── RECORDS PROVIDED
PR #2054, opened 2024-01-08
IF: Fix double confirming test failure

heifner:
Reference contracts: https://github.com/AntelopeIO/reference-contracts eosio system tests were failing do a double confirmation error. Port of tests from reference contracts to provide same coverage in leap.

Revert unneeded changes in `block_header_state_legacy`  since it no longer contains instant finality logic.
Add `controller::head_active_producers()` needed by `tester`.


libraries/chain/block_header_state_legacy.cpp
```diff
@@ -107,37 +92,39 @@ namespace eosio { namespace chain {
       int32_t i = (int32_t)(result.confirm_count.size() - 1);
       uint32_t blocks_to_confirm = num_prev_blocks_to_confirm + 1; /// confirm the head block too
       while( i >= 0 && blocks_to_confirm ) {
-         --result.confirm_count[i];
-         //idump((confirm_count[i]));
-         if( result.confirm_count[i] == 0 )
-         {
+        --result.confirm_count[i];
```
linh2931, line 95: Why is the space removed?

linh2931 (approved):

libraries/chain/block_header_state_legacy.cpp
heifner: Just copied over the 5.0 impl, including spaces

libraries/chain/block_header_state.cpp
────
── RECORDS PROVIDED
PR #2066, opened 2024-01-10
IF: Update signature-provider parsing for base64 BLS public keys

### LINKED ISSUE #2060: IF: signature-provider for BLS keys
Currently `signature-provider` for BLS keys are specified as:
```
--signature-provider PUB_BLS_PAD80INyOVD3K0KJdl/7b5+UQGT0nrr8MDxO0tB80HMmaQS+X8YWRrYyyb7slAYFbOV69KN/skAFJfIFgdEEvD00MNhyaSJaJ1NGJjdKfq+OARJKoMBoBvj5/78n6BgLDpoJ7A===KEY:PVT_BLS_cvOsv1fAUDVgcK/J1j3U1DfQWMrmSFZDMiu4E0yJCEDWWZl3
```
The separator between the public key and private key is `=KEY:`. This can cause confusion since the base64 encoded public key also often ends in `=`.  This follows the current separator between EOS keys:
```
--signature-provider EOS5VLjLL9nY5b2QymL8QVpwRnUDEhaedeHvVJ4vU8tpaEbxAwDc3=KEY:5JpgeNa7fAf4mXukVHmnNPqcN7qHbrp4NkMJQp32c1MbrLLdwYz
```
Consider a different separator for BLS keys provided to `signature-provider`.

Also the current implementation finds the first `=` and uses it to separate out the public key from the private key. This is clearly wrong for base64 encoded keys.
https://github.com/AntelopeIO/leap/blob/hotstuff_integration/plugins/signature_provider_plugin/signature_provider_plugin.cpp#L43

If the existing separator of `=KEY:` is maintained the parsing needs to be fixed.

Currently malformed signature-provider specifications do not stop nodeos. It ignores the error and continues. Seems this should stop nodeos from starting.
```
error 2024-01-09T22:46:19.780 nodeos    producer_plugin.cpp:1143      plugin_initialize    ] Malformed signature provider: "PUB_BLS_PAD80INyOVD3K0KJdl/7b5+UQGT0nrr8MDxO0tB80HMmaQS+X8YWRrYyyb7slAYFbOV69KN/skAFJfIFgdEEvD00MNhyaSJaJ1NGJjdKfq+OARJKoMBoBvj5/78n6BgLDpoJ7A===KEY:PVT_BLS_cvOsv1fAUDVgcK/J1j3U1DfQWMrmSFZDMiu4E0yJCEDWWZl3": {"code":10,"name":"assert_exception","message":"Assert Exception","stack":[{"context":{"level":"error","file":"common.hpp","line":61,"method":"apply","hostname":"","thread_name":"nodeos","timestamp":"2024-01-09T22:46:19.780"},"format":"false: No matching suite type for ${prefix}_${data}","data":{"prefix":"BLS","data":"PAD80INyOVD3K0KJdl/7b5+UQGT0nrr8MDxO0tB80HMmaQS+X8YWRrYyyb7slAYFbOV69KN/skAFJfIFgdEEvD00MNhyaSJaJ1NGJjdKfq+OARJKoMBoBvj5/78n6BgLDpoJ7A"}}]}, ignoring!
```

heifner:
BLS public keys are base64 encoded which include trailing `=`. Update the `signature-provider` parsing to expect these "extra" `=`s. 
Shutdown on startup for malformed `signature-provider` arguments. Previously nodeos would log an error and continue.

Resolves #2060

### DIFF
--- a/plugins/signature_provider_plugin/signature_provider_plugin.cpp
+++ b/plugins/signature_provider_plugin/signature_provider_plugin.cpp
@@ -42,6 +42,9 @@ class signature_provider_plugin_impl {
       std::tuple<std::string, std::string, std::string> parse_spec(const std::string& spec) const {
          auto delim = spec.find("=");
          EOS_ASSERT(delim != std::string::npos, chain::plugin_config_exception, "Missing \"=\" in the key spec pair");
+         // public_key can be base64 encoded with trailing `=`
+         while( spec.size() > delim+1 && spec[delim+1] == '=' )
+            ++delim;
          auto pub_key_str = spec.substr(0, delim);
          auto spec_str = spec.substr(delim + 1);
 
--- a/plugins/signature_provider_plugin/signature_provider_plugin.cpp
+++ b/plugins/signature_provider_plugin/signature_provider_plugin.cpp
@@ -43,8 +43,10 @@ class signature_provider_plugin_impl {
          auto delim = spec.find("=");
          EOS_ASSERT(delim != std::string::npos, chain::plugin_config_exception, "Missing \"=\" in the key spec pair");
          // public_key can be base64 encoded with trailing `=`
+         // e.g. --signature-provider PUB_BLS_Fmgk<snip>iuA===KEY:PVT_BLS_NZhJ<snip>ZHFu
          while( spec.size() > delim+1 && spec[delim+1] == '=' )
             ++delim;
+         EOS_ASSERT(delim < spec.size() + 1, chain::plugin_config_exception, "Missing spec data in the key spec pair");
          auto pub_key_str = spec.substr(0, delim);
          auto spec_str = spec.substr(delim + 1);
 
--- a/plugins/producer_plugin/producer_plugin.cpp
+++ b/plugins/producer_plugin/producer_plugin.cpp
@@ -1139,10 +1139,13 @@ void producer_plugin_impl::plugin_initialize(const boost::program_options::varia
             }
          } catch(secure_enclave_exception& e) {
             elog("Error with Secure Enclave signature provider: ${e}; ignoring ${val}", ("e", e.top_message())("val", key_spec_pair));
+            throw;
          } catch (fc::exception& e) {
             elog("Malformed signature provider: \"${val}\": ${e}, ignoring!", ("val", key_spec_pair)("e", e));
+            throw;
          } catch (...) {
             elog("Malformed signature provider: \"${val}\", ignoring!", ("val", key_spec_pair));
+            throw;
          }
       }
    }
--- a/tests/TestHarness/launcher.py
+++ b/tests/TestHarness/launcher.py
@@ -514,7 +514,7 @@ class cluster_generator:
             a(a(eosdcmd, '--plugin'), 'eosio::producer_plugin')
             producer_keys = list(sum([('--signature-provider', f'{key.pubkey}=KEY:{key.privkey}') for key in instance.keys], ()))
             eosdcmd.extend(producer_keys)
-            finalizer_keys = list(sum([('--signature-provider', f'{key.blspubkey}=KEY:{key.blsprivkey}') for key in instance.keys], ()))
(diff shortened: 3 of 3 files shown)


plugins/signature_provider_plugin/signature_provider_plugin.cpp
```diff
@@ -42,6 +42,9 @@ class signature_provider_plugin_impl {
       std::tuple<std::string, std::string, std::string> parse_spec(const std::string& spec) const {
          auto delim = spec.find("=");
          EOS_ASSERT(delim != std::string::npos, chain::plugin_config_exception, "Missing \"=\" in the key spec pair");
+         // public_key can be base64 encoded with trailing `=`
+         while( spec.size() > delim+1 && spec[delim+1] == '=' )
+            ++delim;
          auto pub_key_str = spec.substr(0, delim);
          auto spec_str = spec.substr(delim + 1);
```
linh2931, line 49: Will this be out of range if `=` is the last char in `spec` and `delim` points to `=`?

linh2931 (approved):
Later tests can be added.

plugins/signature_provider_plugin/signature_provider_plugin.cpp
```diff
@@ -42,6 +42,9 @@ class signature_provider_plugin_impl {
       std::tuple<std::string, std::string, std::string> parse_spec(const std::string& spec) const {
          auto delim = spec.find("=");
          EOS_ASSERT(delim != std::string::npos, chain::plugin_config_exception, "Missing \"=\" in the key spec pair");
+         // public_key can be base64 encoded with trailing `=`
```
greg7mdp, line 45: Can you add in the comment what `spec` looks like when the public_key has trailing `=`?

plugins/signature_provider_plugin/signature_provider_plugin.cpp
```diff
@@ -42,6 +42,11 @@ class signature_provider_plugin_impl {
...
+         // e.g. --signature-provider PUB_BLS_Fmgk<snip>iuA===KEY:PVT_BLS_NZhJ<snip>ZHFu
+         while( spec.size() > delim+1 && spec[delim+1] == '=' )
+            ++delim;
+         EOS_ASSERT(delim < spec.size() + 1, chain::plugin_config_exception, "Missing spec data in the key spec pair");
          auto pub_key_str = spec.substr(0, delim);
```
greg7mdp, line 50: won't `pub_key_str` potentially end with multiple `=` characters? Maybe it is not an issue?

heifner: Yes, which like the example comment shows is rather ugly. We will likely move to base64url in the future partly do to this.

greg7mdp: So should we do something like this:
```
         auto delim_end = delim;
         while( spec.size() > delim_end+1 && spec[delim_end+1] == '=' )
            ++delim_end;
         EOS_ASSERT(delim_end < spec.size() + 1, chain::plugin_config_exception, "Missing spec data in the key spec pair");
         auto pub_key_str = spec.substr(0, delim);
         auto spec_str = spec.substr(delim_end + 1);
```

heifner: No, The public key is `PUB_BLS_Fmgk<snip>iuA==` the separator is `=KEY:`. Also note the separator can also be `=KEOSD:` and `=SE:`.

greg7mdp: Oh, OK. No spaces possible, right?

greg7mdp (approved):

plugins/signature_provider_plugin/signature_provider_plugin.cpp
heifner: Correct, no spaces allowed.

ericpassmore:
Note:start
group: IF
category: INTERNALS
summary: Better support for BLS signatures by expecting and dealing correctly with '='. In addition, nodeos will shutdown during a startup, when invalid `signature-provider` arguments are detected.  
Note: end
────
── RECORDS PROVIDED
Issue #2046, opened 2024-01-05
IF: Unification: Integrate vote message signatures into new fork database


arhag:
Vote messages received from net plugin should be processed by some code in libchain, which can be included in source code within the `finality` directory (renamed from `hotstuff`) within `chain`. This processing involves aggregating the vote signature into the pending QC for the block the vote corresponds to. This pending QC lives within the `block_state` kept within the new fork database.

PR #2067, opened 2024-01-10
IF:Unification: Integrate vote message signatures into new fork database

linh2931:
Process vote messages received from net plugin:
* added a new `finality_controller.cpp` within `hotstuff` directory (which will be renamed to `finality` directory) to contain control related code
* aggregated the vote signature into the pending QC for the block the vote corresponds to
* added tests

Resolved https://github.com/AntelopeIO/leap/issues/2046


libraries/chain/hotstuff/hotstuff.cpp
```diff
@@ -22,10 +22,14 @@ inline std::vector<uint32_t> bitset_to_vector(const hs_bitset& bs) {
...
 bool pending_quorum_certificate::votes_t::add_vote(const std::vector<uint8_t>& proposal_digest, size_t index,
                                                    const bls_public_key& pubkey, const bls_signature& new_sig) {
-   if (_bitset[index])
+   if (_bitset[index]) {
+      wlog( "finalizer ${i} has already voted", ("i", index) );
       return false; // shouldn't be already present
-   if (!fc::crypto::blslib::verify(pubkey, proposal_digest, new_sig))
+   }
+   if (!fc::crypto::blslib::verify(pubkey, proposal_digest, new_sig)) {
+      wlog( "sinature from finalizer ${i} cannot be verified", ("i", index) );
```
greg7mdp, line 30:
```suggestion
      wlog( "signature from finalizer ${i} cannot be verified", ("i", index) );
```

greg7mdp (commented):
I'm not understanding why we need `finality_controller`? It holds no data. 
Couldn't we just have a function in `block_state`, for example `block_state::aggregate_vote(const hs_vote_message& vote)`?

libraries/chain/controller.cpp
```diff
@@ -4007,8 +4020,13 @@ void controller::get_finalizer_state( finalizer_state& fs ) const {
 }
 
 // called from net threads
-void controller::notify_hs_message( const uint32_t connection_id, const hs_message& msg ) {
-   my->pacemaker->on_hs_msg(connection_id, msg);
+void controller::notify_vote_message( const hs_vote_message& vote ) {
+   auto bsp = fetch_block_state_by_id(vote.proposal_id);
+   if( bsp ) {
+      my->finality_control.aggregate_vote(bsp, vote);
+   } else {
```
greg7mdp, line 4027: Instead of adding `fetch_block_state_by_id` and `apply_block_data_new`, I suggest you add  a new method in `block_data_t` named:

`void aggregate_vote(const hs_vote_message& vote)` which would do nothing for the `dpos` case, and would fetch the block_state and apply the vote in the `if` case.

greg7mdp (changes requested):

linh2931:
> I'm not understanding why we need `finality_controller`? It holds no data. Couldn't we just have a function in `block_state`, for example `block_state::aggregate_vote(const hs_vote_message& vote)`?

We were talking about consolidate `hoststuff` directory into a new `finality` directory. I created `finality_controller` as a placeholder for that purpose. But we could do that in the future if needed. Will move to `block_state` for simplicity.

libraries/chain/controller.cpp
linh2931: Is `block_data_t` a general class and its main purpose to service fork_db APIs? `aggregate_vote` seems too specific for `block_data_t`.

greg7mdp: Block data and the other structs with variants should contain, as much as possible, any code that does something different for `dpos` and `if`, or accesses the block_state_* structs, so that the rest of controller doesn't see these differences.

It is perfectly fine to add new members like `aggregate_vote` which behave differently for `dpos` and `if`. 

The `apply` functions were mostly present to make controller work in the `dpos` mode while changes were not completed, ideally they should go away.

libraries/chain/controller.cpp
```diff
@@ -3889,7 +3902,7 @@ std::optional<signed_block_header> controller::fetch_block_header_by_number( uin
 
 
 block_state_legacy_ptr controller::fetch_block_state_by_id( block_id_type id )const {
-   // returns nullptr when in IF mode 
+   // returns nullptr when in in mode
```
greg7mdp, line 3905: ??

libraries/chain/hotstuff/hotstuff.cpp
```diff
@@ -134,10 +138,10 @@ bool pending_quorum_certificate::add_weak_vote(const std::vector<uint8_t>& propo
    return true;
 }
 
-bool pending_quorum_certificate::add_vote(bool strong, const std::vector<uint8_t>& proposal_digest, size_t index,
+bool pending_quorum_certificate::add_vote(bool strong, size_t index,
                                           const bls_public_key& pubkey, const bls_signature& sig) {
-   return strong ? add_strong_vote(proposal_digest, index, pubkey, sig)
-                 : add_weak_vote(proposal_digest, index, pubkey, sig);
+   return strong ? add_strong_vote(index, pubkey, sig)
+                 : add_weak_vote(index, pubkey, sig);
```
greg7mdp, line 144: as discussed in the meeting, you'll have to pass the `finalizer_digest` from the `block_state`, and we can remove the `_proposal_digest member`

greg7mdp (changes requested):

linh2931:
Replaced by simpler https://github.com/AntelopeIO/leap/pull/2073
────
INSTRUCTIONS TO FOLLOW:
The lines needed are those in the data above that hold the string "double"; copy each of them.

OUTPUT FOR THIS TASK:
IF: Fix double confirming test failure
Reference contracts: https://github.com/AntelopeIO/reference-contracts eosio system tests were failing do a double confirmation error. Port of tests from reference contracts to provide same coverage in leap.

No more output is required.